Выходя из двери под скромной офисной вывеской он поскользнулся на невесть как долежавшем до середины апреля клочке подтаявшего снега, упал, и получил тяжелый сочетанный перелом. Боль была дикая, он даже потерял сознание. Его оперировали, соединили сломанные кости таза, посадили на титановый болт головку бедра, почти полгода он провалялся в больнице – пусть и в дорогой, комфортабельной палате, но все-таки не вставая с койки. Жена приходила к нему каждый день, сразу после института, глупенькая девочка, что так неудачно вышла замуж за разорившегося бизнесмена. Приносила фрукты, бульон, какие-то неумелые, подгорелые пирожки.

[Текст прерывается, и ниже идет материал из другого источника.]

PR #6351, opened 2026-07-10
Add feature-flags to the /info endpoint for swatch-tally 

barnabycourt:
When running component tests there was flakiness & extra sleeps being introduced because we did not have a way definitively validate that a feature flag was enabled for the tally service. This does a few things: 
1) add feature flag information to the /info rest endpoint 
2) Update the component tests to query this endpoint to validate the state of a flag 
3) Shorten the polling interval for swatch-tally to query feature flag information to 1 second when working in dev mode 
4) Shorten the AwaitUtilitySettings default polling interval to 200 millisecods

## Summary by CodeRabbit

* **New Features**
  * Added a “feature-flags” section to the Actuator “info” output, and enabled it in Swatch Core management output.
  * Introduced a configurable feature-toggle fetch interval (default 15s; dev profile uses 1s).
* **Bug Fixes**
  * Improved feature-flag change verification by polling the management “info” payload and confirming expected boolean values.
* **Tests**
  * Added/expanded coverage for feature-flags reporting, including empty/null handling.
  * Updated integration test helpers and switched polling to faster millisecond-based checks.


liwalker-rh (dismissed):
Changes look good and tests are all still passing after improvements in run time.

swatch-core/src/main/java/org/candlepin/subscriptions/actuator/FeatureFlagsInfoContributor.java
```diff
@@ -0,0 +1,66 @@
...
+import org.candlepin.subscriptions.configuration.FeatureFlags;
+import org.springframework.beans.factory.annotation.Autowired;
+import org.springframework.boot.actuate.autoconfigure.info.ConditionalOnEnabledInfoContributor;
+import org.springframework.boot.actuate.autoconfigure.info.InfoContributorFallback;
+import org.springframework.boot.actuate.info.Info.Builder;
+import org.springframework.boot.actuate.info.InfoContributor;
+import org.springframework.stereotype.Component;
+
+/** InfoContributor to report the status of Unleash feature flags. */
+@Component
```
kartikshahc: Actuator package isn't component scanned, so the Component annotation on the class is never evaluated.

swatch-core/src/main/java/org/candlepin/subscriptions/actuator/FeatureFlagsInfoContributor.java
```diff
@@ -0,0 +1,66 @@
...
+@ConditionalOnEnabledInfoContributor(
+    value = "feature-flags",
+    fallback = InfoContributorFallback.DISABLE)
```
kartikshahc: These lines are not needed since this is already covered while defining bean in ApplicationConfiguration
https://github.com/RedHatInsights/rhsm-subscriptions/pull/6351/changes#diff-4283b445b09f2e2aa6386d3c7ca9b8efddc16fd3c0fbc46467bb328dbd52fc4bR164-R166

swatch-core/src/main/java/org/candlepin/subscriptions/actuator/FeatureFlagsInfoContributor.java
```diff
@@ -0,0 +1,66 @@
...
+public class FeatureFlagsInfoContributor implements InfoContributor {
+
+  @Autowired(required = false)
```
kartikshahc: Let's do constructor injection instead 
 private final FeatureFlags featureFlags;

  public FeatureFlagsInfoContributor(@Nullable FeatureFlags featureFlags) {
    this.featureFlags = featureFlags;
  }

src/main/java/org/candlepin/subscriptions/ApplicationConfiguration.java
```diff
@@ -158,4 +159,12 @@ public static RdsSslBeanPostProcessor rdsSslBeanPostProcessor(Environment env) {
   public CertInfoContributor certInfoContributor(ApplicationContext context) {
     return new CertInfoContributor(context);
   }
+
+  @Bean
+  @ConditionalOnEnabledInfoContributor(
+      value = "feature-flags",
+      fallback = InfoContributorFallback.DISABLE)
+  public FeatureFlagsInfoContributor featureFlagsInfoContributor() {
```
kartikshahc: Once you change the constructor injection you can do 
public FeatureFlagsInfoContributor featureFlagsInfoContributor(
      @Nullable FeatureFlags featureFlags) {
    return new FeatureFlagsInfoContributor(featureFlags);
  }

kartikshahc (changes requested):

kartikshahc:
Left a few comments otherwise lgtm

swatch-core/src/main/java/org/candlepin/subscriptions/actuator/FeatureFlagsInfoContributor.java
```diff
@@ -0,0 +1,56 @@
...
+
+    Map<String, Boolean> flagStatus = new LinkedHashMap<>();
+    flagStatus.put(
+        FeatureFlags.ENABLE_PRIMARY_ROW_SEARCHES,
+        featureFlags.isEnabled(FeatureFlags.ENABLE_PRIMARY_ROW_SEARCHES));
+    flagStatus.put(
+        FeatureFlags.ENABLE_HTB_PRIMARY_ROW_SEARCHES,
+        featureFlags.isEnabled(FeatureFlags.ENABLE_HTB_PRIMARY_ROW_SEARCHES));
+
+    builder.withDetail("feature-flags", flagStatus);
```
mstead, line 51: Would be nice if we didn't have to remember to add the feature flags here when we define a new one. Perhaps source the names from the location they are defined so that they automatically get added here.

mstead (changes requested):
One small suggestion.

swatch-core/src/main/java/org/candlepin/subscriptions/actuator/FeatureFlagsInfoContributor.java
barnabycourt: @mstead Do you have any suggestions? The only place I saw the feature flags defined was the static string on the existing FeatureFlags object.

kartikshahc (dismissed):
LGTM so far unless you are making changes for dynamically loading the flags

mstead (dismissed):
My comment was addressed. Looks good.

kartikshahc (approved):

swatch-core/src/main/java/org/candlepin/subscriptions/configuration/FeatureFlags.java
```diff
@@ -25,6 +25,7 @@ public interface FeatureFlags {
   String ENABLE_PRIMARY_ROW_SEARCHES = "swatch.swatch-tally.enable-primary-row-searches";
   String ENABLE_HTB_PRIMARY_ROW_SEARCHES =
       "swatch.swatch-tally.enable-host-tally-bucket-primary-row-searches";
+  String[] FLAG_LIST = {ENABLE_HTB_PRIMARY_ROW_SEARCHES, ENABLE_HTB_PRIMARY_ROW_SEARCHES};
```
kartikshahc: This is duplicate. Please change to ENABLE_PRIMARY_ROW_SEARCHES, ENABLE_HTB_PRIMARY_ROW_SEARCHES

kartikshahc (changes requested):

swatch-core/src/main/java/org/candlepin/subscriptions/configuration/FeatureFlags.java
barnabycourt: Good catch, thanks!

kartikshahc (approved):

Искусно делала минет – на большее Сорс еще долго был не способен. Приохотила его к чтению Вудхауса и Гессе. Жаловалась на то, как одиноко и грустно в большой квартире, рассказывала "вести с фронтов".
Следователь утратил интерес к Сорсу. Его компаньон, чьи подписи и стояли под большинством незаконных контрактов, был объявлен в розыск Интерполом. Бухгалтер уволилась. Но фирма кое-как жила, даже приносила небольшую прибыль, и уходя от Сорса его молодая жена до поздней ночи просиживала в офисе пыталась склеить треснутое доверие и связать порванные нити.
Сорс лежал на кровати, смотрел телевизор и вспоминал Ивана Ивановича. "Вы согласны поменять судьбу из расчета восьми процентов удачи? В тюрьму вы не сядете, это я гарантирую. " Десять к одному.
Восемь процентов.
Сорс улыбался.
Октябрь был теплым, неожиданно теплым для Москвы. Сорс оставил машину за два квартала от офиса, у метро, припарковаться ближе было бы трудно, да и врачи советовали ему больше ходить. Поздоровался с охранником и прохромал на второй этаж.
Инженер человеческих душ Иван Иванович (с ударением на последнем слоге) встретил его у двери. Пожал руку, даже сделал попытку подвести к креслу.
– Не надо, – сказал Сорс.
Иванович кивнул. Печально сказал: – С вами было интересно работать. Вы ведь зашли попрощаться?
Сорс кивнул. Поинтересовался: – Всем хватает трех раз?
– Кому как, – уклончиво сказал Иванович. – Нет, ну вы скажите мне, мсье Сорс, почему всех так раздражают эти два процента? Ведь это совсем небольшие комиссионные. За услуги подобные нашим плата была бы столь высока… я боюсь не по карману большинству граждан. А тут – всего два процента!
– Я и сам не знаю, – ответил Сорс. – Я много думал. Ведь и впрямь мелочь. Два процента риска. К тому же основное обещание вы выполняете. Но есть в этом что-то… Иванович напряженно слушал.
– Что-то бесчестное, – кое-как сформулировал Сорс. – А сколько получаете вы лично?
– Полпроцента с каждого клиента, – признался Иванович. – Остальное идет выше. Вы же сами понимаете. Как часто сильные мира сего гибнут в катастрофах, болеют неизлечимыми болезнями, теряют близких, попадают в скандальные истории?
– Ну, всякое бывает, – не удержался Сорс.
– Эх, вы бы знали, мсье Сорс, что должно было происходить на самом деле, таинственным шепотом сказал Иванович. – Что ж… удачной вам судьбы.
– Спасибо, – Сорс встал, тяжело опираясь на подлокотник. – И вам счастливой судьбы.
Они пожали друг другу руки вполне по дружески.
У дверей Сорс все-таки остановился и спросил: – Скажите, Иванович, а приходят к вам счастливые люди? Менять ненужное счастье на нужное?